Aim of the task: From the material below, copy every line in which the word "planner" occurs.

════════════════

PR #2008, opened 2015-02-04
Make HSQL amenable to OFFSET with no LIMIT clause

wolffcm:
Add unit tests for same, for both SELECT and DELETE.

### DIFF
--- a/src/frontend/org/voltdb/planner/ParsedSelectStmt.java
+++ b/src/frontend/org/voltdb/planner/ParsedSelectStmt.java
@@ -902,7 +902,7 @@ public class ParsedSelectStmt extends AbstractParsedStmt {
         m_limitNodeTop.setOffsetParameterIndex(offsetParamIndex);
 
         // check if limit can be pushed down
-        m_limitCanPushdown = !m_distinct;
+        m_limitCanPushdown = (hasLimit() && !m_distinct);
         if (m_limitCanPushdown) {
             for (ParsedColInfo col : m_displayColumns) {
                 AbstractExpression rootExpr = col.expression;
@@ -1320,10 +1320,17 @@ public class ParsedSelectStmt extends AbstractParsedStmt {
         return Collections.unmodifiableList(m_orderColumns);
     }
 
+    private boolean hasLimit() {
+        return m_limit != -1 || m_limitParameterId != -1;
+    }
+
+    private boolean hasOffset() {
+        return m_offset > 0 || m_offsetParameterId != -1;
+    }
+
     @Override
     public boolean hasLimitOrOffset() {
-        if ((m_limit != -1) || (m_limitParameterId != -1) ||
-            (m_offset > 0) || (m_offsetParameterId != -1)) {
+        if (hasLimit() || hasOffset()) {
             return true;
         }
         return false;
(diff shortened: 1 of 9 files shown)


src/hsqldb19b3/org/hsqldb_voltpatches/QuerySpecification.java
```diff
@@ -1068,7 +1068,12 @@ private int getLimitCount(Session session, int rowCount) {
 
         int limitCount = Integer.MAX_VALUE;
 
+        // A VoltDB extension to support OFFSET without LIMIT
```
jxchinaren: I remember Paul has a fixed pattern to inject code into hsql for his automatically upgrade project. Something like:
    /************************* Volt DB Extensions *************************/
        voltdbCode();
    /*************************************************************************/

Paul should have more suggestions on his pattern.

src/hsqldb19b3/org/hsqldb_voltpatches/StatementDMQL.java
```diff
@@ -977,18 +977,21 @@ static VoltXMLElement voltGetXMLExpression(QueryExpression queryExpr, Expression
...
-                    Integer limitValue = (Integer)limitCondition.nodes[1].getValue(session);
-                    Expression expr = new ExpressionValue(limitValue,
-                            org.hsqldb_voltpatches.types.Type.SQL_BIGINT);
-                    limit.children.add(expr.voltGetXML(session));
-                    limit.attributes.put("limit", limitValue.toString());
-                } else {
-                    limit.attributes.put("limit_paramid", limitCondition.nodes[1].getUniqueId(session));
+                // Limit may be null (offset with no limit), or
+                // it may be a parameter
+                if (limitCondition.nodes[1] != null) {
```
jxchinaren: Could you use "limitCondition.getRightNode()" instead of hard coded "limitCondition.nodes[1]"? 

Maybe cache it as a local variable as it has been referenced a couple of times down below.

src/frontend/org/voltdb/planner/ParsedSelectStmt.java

════════════════

Result for this exercise:
--- a/src/frontend/org/voltdb/planner/ParsedSelectStmt.java
+++ b/src/frontend/org/voltdb/planner/ParsedSelectStmt.java
src/frontend/org/voltdb/planner/ParsedSelectStmt.java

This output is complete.